I'm Rebecca Hunter and this is Take Out Therapy. As a private practice therapist, I've helped a lot of people work through some of the most common everyday issues using new tools and greater insight. If you have any interest in doing some personal growth work, this might be the perfect place for you.
In the next 20 minutes, I'll walk you through a commonly explored topic in therapy and provide you with actual tools to deal with it. It's that simple. Obviously, this is not a substitute for therapy, but I think it could be helpful.
Thanks for being here. Did you know one in four people report anxiety? Who knows how many more are suffering in silence? It's a problem. Here's what I know.
If people want to solve the problem of anxiety, not just cope with it, they need to get educated. They need to learn what anxiety is, why they have it, and what they need to do to get rid of its control in their lives. That's why I created the anxiety course, because we need to stop thinking that therapy is the only place to get help.

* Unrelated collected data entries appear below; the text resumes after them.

PR #2601, opened 2024-01-05
CU-86a16bduq - NEON3 - Contact Management Implementation (-NNS)

luc10921:

- [ ] Unit tests written?

### DIFF
--- a/src/renderer/src/routes/pages/Contacts/index.tsx
+++ b/src/renderer/src/routes/pages/Contacts/index.tsx
@@ -1,8 +1,9 @@
 import { useMemo, useState } from 'react'
 import { useTranslation } from 'react-i18next'
+import { BiSolidDownArrow, BiSolidSortAlt, BiSolidUpArrow } from 'react-icons/bi'
 import { FiSend } from 'react-icons/fi'
+import { MdOutlineContentCopy } from 'react-icons/md'
 import { TbPencil, TbPlus } from 'react-icons/tb'
-import { TbCopy } from 'react-icons/tb'
 import { IContactState } from '@renderer/@types/store'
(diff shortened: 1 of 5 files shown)


lllwvlvwlll:
Task linked: [CU-86a16bduq NEON3 - Contact Management Implementation (-NNS)](https://app.clickup.com/t/86a16bduq)

src/renderer/src/routes/pages/Contacts/index.tsx
```diff
@@ -70,18 +73,39 @@ export const ContactsPage = () => {
...
-  const getNameInitials = (name: string) => {
+  const sortByBlockchain = useMemo(() => {
+    if (sortBlockchain === null) {
+      return (_a: TContactAddress, _b: TContactAddress) => 0
+    } else if (sortBlockchain) {
+      return (a: TContactAddress, b: TContactAddress) => a.address.localeCompare(b.address)
+    } else {
+      return (a: TContactAddress, b: TContactAddress) => b.address.localeCompare(a.address)
+    }
+  }, [sortBlockchain])
```
raulduartep: Instead of returning a sorting function, it would be better to use this memo to actually do the sorting, because you don't need to sort for every re-render, as it stands now, React will run the sort function every time the component re-renders.

```suggestion
  const sortedSelectedContactAddresses = useMemo(() => {
    if (!selectedContact) return
  
    if (sortBlockchain === null) {
      return selectedContact.addresses
    }
    
    if (sortBlockchain) {
      return selectedContact.addresses.sort(a, b) => a.address.localeCompare(b.address)
    }
    
      return  selectedContact.addresses.sort(a, b) => b.address.localeCompare(a.address)
 
  }, [selectedContact, sortBlockchain])
```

Not everyone with anxiety needs therapy and a bunch of education never hurt. You might not get that in therapy. If you know someone who's anxious and tired of coping, send them along to my site.
The link is in the show notes. This is one way I can help. Hi, everybody.

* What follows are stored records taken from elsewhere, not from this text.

PR #2605, opened 2024-01-17
86a1xyc69 - NEON3 - SEND Tokens - Implement Input Screen + Wallet Balance

ricardoak25:

PR #2606, opened 2024-01-18
86a1xyq3y - NEON3 - SEND Tokens - Implement Target Address input or Contact

ricardoak25:


lllwvlvwlll:
Task linked: [CU-86a1xyq3y NEON3 - SEND Tokens - Implement Target Address input or Contact](https://app.clickup.com/t/86a1xyq3y)

ricardoak25:
It's necessary to first perform the CR and merge for:
https://github.com/CityOfZion/neon-wallet/pull/2605

src/renderer/src/components/Contact/ContactList.tsx
```diff
@@ -0,0 +1,129 @@
...
+
+type TProps = {
+  onContactSelected: (contact: IContactState | null) => void
+  selectFirst: boolean
+  showSelectedIcon: boolean
+  children?: React.ReactNode
+}
+
+export const ContactList = ({ onContactSelected, selectFirst, showSelectedIcon, children }: TProps) => {
+  const { t: contactT } = useTranslation('pages', { keyPrefix: 'contacts' })
```
raulduartep: It would be better if this translation was in components instead of pages, since it was changed to be a component

src/renderer/src/routes/pages/Send/Recipient.tsx
```diff
@@ -13,16 +26,30 @@ export const Recipient = () => {
...
+          onClick={modalNavigateWrapper('select-contact', {
+            state: {
+              handleSelectContact: handleSelectContact,
+            },
+          })}
+        >
           <TbUsers className="w-5 h-5 text-neon mr-1" />
           <span className="text-neon">{t('contacts')}</span>
-        </div>
+        </button>
```
raulduartep: What do you think about creating a new <Button> variant called text for it ? It would be better because we could reuse it elsewhere. Follow the same structure as we have for the other button variants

How are you today? Thanks for being here with me. Oh, man. I'm a little freaked out today, I have to tell you.
For my son's 18th birthday, my husband basically gave him a day at the racetrack. My son is basically learning to drive around a racetrack right now in a very fast car. That's where my momming is today.
Don't you love dangerous gifts? I remember when the kids were little, and they'd get a jackhammer toy, or the first pocket knife. Loved that gift. Anyways, I am grateful that I have insurance.
So many clients lately are coming in, you know, lately, forget it, always. One of the themes as a therapist that I see a lot is heartbreak, you guys. So when our relationships end, it's heartbreaking.
And people get really down on themselves. And then you throw in right now, and the world is in utter disarray. And we all have so many emotions about it.
And things feel so polarizing, which is basically like, what that means is it's either this way or that way, right? Very black and white right now. I don't know if that's how you're feeling. But what I'm really seeing is that one thing really sticks out for me.
And that is how we take things so personally. So it's like, when a relationship ends, a person ends up basically like questioning who they are as a person. And yeah, so let's get into this.
And also, just across the board, we take things really personally. And here's what I want you to leave this episode with. It's not about you.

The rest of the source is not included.